Between 2013 and 2019, rosenka land tax values (used only for calculating inheritance and gift tax) increased by almost 70% on some streets. Land that once traded for under 100,000 Yen/sqm in 2011 was selling for up to 550,000 Yen/sqm in 2017. Now, the average market price in this area is closer to 700,000 Yen/sqm. In 2019, government land valuations at several survey sites in the surrounding neighborhood saw a year-on-year increase by as much as 20%, more than double the rate of increase seen in 2018.
What is pricing like?
- A 480 sq.ft rental house for 340,000 USD
- A 1,600 sq.ft block of land for 740,000 USD
- A 10-room dormitory-stye house for 1.4 million USD
- A 10-room hostel for 2.4 million USD
Stroll around the once undesirable and underutilized neighborhood and you will find newly opened cafes in restored historic buildings, hipster coffee shops, craft beer bars, event spaces, ateliers, and a plethora of backpackers hostels and guesthouses.

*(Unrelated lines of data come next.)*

PR #36587, opened 2020-05-20
Vertex tool, fix escape to stop dragging edge

uclaros:
## Description
In vertex tool, dragging a vertex can be stopped by pressing Escape, but dragging an edge cannot. This PR fixes that, so escape can stop both dragging a vertex or an edge.


nyalldawson (approved):

nyalldawson (changes requested):
Actually there's additional code paths which need updating here now - eg the non-escape key presses should only apply when mDraggingEdge is false

uclaros:
I restructured it into a switch statement, the code paths are less cryptic now.
Also fixes the case where one could `highlightAdjacentVertex()` while dragging vertices.
`highlightAdjacentVertex()` handles the case of `mSelectedVertices.isEmpty()` that's why I omitted it.

nyalldawson (approved):

PR #37498, opened 2020-06-30
Add api to QgsMapSettings to specify clipping regions to apply while rendering maps

nyalldawson:
This is all API only for now, but this PR adds the backend capabilities to specify clipping regions for use during map render operations.

The initial use case is for a follow up PR which will add an option to automatically clip layout map renders to the current atlas feature geometry, but I've deliberately kept the API here very flexible as there's many other potential use cases for clipping regions during render (e.g. to allow for non-square map renders!)

For non-vector layers, the clipping is applied through a QPainter clipping path. For vector layers, the API exposes various options in how the clipping should be applied:

1. As an "intersects" style test only -- i.e. all vector features which intersect the path are rendered, without actually clipping the feature's geometry

2. By modifying the feature's geometry and clipping the geometry to the region. This means that any stroke/outlines set for the symbol will be rendered along the boundary of the clipping region, even if the feature actually partially falls outside this region.

or 

3. Using a painter clip path, so that features are clipped to the region BUT at painter time only -- so boundaries of the feature which fall outside the clip region WON'T be visible

It remains to be determine how much of this we'd actually expose to users, but it's good to have the flexibility in the API!

Sponsored by City of Canning


nyalldawson:
... and if I do a bit of hackery to expose this in layouts, here's the result :wink: 
image

image

image

image

src/core/qgsmapclippingregion.h
```diff
@@ -0,0 +1,125 @@
...
+class CORE_EXPORT QgsMapClippingRegion
+{
+  public:
+
+    /**
+     * Feature clipping behavior.
+     */
+    enum class FeatureClippingType : int
+    {
+      Intersect, //!< Clip the geometry of these features to the region prior to rendering (i.e. feature boundaries will follow the clip region)
```
nirvn, line 40: Wondering if there's a better name for it (to try and avoid the one-letter Intersect vs Intersects difference).

Maybe OverlayClip or IntersectClip?

src/core/qgsmapsettings.cpp
```diff
@@ -682,6 +682,21 @@ void QgsMapSettings::setLabelBoundaryGeometry( const QgsGeometry &boundary )
   mLabelBoundaryGeometry = boundary;
 }
 
+void QgsMapSettings::addClippingRegion( const QgsMapClippingRegion &region )
```
nirvn, line 685: Background question: have we ever discussed whether and when we should use add vs append? I have absolutely no strong feeling either way, just wondering.

nirvn (commented):
@nyalldawson , I've quickly looking through the code. Logic looks sound and clean. Great feature addition.

src/core/qgsmapclippingregion.h
nirvn: ... or:
- IntersectClip
- IntersectFilter

src/core/qgsmapsettings.cpp
m-kuhn: add for "add to an unordered set", append for "append to end of an ordered list"?

m-kuhn:
Thank you, City of Canning. And Nyall.

src/core/qgsmapclippingregion.h
nyalldawson: Agreed, thanks - I've renamed all these enum values for clarity

src/core/qgsmapsettings.cpp
nyalldawson: @m-kuhn -- I like that. I'll leave this one as "add", because even though value is internally stored in a list, the order isn't important and we may change that in future.

nirvn:
🟢

PR #37518, opened 2020-07-01
disable feature picker when no feature is available in expression preview widget

3nids:
following discussion in https://github.com/qgis/QGIS/pull/37139#discussion_r439374026

### DIFF
--- a/src/gui/qgsexpressionpreviewwidget.cpp
+++ b/src/gui/qgsexpressionpreviewwidget.cpp
@@ -55,10 +55,12 @@ void QgsExpressionPreviewWidget::setCurrentFeature( const QgsFeature &feature )
     QgsFeature validFeature( feature );
     validFeature.setValid( true );
     mExpressionContext.setFeature( validFeature );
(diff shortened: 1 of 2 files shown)


nyalldawson:
Why not hide it also?

3nids:
I tend to prefer to disable rather than hiding but no strong opinion.

src/gui/qgsexpressionpreviewwidget.cpp
```diff
@@ -55,10 +55,12 @@ void QgsExpressionPreviewWidget::setCurrentFeature( const QgsFeature &feature )
     QgsFeature validFeature( feature );
     validFeature.setValid( true );
     mExpressionContext.setFeature( validFeature );
+    mFeaturePickerWidget->setEnabled( false );
```
m-kuhn, line 58:
```suggestion
    mFeaturePickerWidget->setTooltip( tr( "No feature was found on this layer to test the expression." ) );
```

Add that and we've got a good reason for not hiding the widget ;)

PR #37538, opened 2020-07-02
invalidate cache / reload data on commit for layer dependencies

3nids:
fixes the issue of WFS layers not being reloaded

supersedes #37475


3nids:
I would like to get some eyes on this one…
ping @troopa81 @nyalldawson @m-kuhn @rouault

3nids:
after discussion, #37475 makes a better job

PR #37543, opened 2020-07-02
rename QgsProject::layer(s)WillBeRemoved to aboutToRemoveLayer(s)

3nids:
the overloading was not used in Python bindings
renaming is preferred since it avoids the usage of overloads

supersedes #37353


nyalldawson (approved):

nyalldawson:
Actually -- looking at the test failure, it seems this isn't possible without breaking API

3nids:
I was not aware of the possibility of using the overloads from PyQt.
I wonder then which signature is used as default. The first implemented? By some ordering of types?
It's quite a bad approach that you are not forced to specify the signature if overloads exist.

So, indeed I don't see any solution except recplicating + deprecating the signals which is a bit too much here.
Pity!

PR #37556, opened 2020-07-03
Show python code sample in PyQGIS doc

DelazJ:
to adjust doc at https://qgis.org/pyqgis/master/core/QgsVectorLayer.html?highlight=code%20sample

### DIFF
--- a/python/core/auto_generated/qgsvectorlayer.sip.in
+++ b/python/core/auto_generated/qgsvectorlayer.sip.in
@@ -34,6 +34,11 @@ manages editing transactions.
 
 Sample usage of the QgsVectorLayer class:
 
+.. code-block:: python
+
+         uri = "point?crs=epsg:4326&field=id:integer"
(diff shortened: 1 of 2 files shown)


3nids:
I think that we should rather show Python only in such case. Python code is show in Doxygen and I guess most C++ devs can translate the code.
But no strong opinion

DelazJ:
I can remove the cpp ones if it's better. I saw #37553 and thought that the code was shown depending on the context and it was better to write both.

3nids:
yes, I was hesitating a bit.
In the other one, the one line is a bit less explicit to me.
But as said, no strong opinion. It might be worth having some stricter guidelines.

3nids:
(sorry, I didn't meant to close)

nyalldawson:
I'm for removing the C++ examples and translating them all to python examples. I agree with @3nids that C++ devs will easily be able to translate python examples to C++ "on the fly".

Would be a nice little project to upgrade all code examples in the docs to python.

3nids:
superseded by #37642

Issue #37567, opened 2020-07-03
LayoutItem's positionning should always be relative to page


olivierdalang:
**Describe the bug**

In the UI, LayoutItem's position is relative to a page (which you can choose using a spinbox). Internally however, the position is stored in absolute coordinates (relative to the whole layout).

A/ For the UI, as LayoutItem have no reference/index to their page, the page is determined dynamically, based on the item's position and the pages geometries. This leads to many non deterministic behaviors, (when page sizes change or are deleted, when saving/importing templates, etc.).

B/ Additionally, while coordinates are page-relative in the spinboxes, they seem so be absolute when using expressions (so that a "10" in the spinbox doesn't equal a "10" in expression unless on the first page).

Instead, I suggest we :
- add a page index variable to LayoutItems, that would act as a hard reference to a page index
- keep the absolute position private, and only expose the relative position in the API and for xml exports.

For backwards compatibility, the index would be 0 (first page) for all items, meaning it should be backwards compatible, as position relative to page 0 is the same as absolute position.

The page index would be changed automatically when moving items around in the canvas, but besides that, it would not be changed dynamically (so that theoretically, you can have an item linked to page 1 that appears on page 2).

(As a further step, we could even imaging allowing to position items relative to other map items instead of just pages.)

**How to Reproduce**

A/ 
- create a new layout with two pages of 200x200mm
- create any MapItem on the first page, roughly in the midde
- change the first page's height to 300mm by typing `300` in the height spinbox
- see that the MapItem ends up on the second page
=> while typing 300, the first page's height goes through 3, so that the MapItem temporarily is on the second page, then gets attached to the second page
(this gets even worse in dynamic setups, for instance in an atlas with a data-defined page height)

B/
- create a new layout with two pages
- create a MapItem at 10;10 on the second page
- set a data-defined value with expression `10` for the Y position
- see that the MapItem gets moved to the first page

**QGIS and OS versions**

3.15 master, Windows

olivierdalang:
See PR https://github.com/qgis/QGIS/pull/37568 that adds an expression to work around this issue

DelazJ:
> => while typing 300, the first page's height goes through 3, so that the MapItem temporarily is on the second page, then gets attached to the second page
(this gets even worse in dynamic setups, for instance in an atlas with a data-defined page height)

This looks quite bad to me. If we cannot attach items to their page, can we not fix this wrong assignment by firing the signal only after the user leaves the widget?

[...]

PR #37568, opened 2020-07-03
add Y page offset expression

olivierdalang:
# Description

This PR adds the `layout_pageoffsets` expression, to be used in the layout composer. The expression returns an array of Y coordinates of the top of each page in the layout, allowing to dynamically position items on pages in a context where page sizes may change.

Example to set an item at 2.5mm from the top of page 2 (for the data-defined position Y of a map item) :
```
@layout_pageoffsets[1] + 2.5
```

This constitutes a workaround for https://github.com/qgis/QGIS/issues/37567


m-kuhn:
@nyalldawson how does that look to you?

olivierdalang:
Not stale

m-kuhn:
this looks good to me, I'd like to merge end of the week if there are no objections.

nyalldawson:
LGTM - but can you add a unit test please?

olivierdalang:
@nyalldawson Done, is it ok like this ?

nyalldawson (approved):

PR #37570, opened 2020-07-03
Fix attributes on copy paste while QGIS stays responsive

signedav:
By using `show()` instead of `exec()` the `QgsFixAttributeDialog` to fix features on Copy/Paste if the constraints are not fulfilled, the user is able to do stuff meanwhile. Like e.g. create a feature on the parent layer by using the + in the Relation Reference Widget.

Since this fixes a behavior that is not nice I like to backport it as well.

### DIFF
--- a/src/app/qgisapp.cpp
+++ b/src/app/qgisapp.cpp
@@ -10222,21 +10222,33 @@ void QgisApp::pasteFromClipboard( QgsMapLayer *destinationLayer )
       context.setMapCanvas( mMapCanvas );
 
       QgsFixAttributeDialog *dialog = new QgsFixAttributeDialog( pasteVectorLayer, invalidFeatures, this, context );
-      int feedback = dialog->exec();
 
-      switch ( feedback )
+      connect( dialog, &QgsFixAttributeDialog::finished, this, [ = ]( int feedback )
       {
-        case QgsFixAttributeDialog::PasteValid:
-          //paste valid and fixed, vanish unfixed
-          newFeatures << validFeatures << dialog->fixedFeatures();
-          break;
-        case QgsFixAttributeDialog::PasteAll:
-          //paste all, even unfixed
-          newFeatures << validFeatures << dialog->fixedFeatures() << dialog->unfixedFeatures();
-          break;
-      }
+        QgsFeatureList features = newFeatures;
+        switch ( feedback )
+        {
+          case QgsFixAttributeDialog::PasteValid:
+            //paste valid and fixed, vanish unfixed
+            features << validFeatures << dialog->fixedFeatures();
+            break;
+          case QgsFixAttributeDialog::PasteAll:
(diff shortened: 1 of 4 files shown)


andreasneumann:
That's an important fix! People have been tracing existing geometries instead of copy/paste because of this behaviour.

src/app/qgisapp.cpp
```diff
@@ -10214,26 +10214,43 @@ void QgisApp::pasteFromClipboard( QgsMapLayer *destinationLayer )
...
-      QgsFixAttributeDialog *dialog = new QgsFixAttributeDialog( pasteVectorLayer, invalidFeatures, this );
-      int feedback = dialog->exec();
+      QgsAttributeEditorContext context( createAttributeEditorContext() );
+      context.setAllowCustomUi( false );
+      context.setFormMode( QgsAttributeEditorContext::StandaloneDialog );
 
-      switch ( feedback )
+      QgsFixAttributeDialog *dialog = new QgsFixAttributeDialog( pasteVectorLayer, invalidFeatures, this, context );
+
+      connect( dialog, &QgsFixAttributeDialog::finished, this, [ = ]( int feedback )
```
nyalldawson, line 10223: This will leak if the dialog is cancelled

m-kuhn: Out of interest.

The [QDialog docs](https://doc.qt.io/qt-5/qdialog.html) mention

> e.g. an OK button to the accept() slot and a Cancel button to the reject() slot.
> [...]
> If the user presses the Esc key in a dialog, QDialog::reject() will be called.

and

> QDialog::finished(int result) : This signal is emitted when the dialog's result code has been set, either by the user or by calling done(), accept(), or reject().

... but I cannot exclude that there's a way to get out of the dialog without deleting it. What would be the proper solution?

nyalldawson: So does pressing cancel in this dialog still result in the paste happening?

m-kuhn: I assumed that's catched in the switch below, but @signedav is in the better position to answer.

signedav: On canceling the dialog, `features` stays empty. Means we call `pasteFeatures` with 0 features and raise there the warning message that no features have  been copied. We could catch this case earlier, but it means to have a duplicate code for the message.

nyalldawson: Ok, fair enough!

m-kuhn (approved):

src/app/qgisapp.cpp
signedav: Thanks @nyalldawson @m-kuhn

andreasneumann:
Any chance we can backport this to 3.10 as well? It is a very annoying problem for us.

This red-light district started in the mid-Edo period on former farmland. It flourished towards the end of the Edo period and early Meiji period, and was known as the largest red-light district in Kyoto. For a brief period after WWII it was recognized as a legal red-light district.
When the Anti-Prostitution Act was introduced in 1958, the district’s name was changed from Shichijo-shinchi to Gojo-rakuen. At the time there were 84 tea houses, 16 geisha dwellings, 15 ryokans, 19 bars, and 100 geisha. If you are lucky, you might see traditional machiya houses adorned with karahafu curved-gable roofs that date from the 1910s to 1930s.
In 2010, prefectural police raided the neighborhood arresting five tea house and geisha dwelling operators for violating the Anti-Prostitution Act. After the raid, several tea houses closed and some buildings were later demolished. The once undesirable neighborhood sat relatively underutilized for the next couple of years.
The current record low interest rates mean Japanese investors not only have access to cheaper finance but are also actively seeking out places to put their money that will generate even a minor return. A lot of that money is being funneled into real estate, pushing up property values while compressing yields. In central Tokyo, gross yields have crept down to the 3% range both on large-ticket buildings and on high-end condos.
Keen investors are now seeking out undervalued districts in hopes of achieving a higher return. Some of that investment is going to old downtown or shitamachi districts both in Tokyo and other urban centers, including Kyoto.
Of course, domestic investors move fast and in great numbers which means these little-known-gems don’t remain undervalued for long.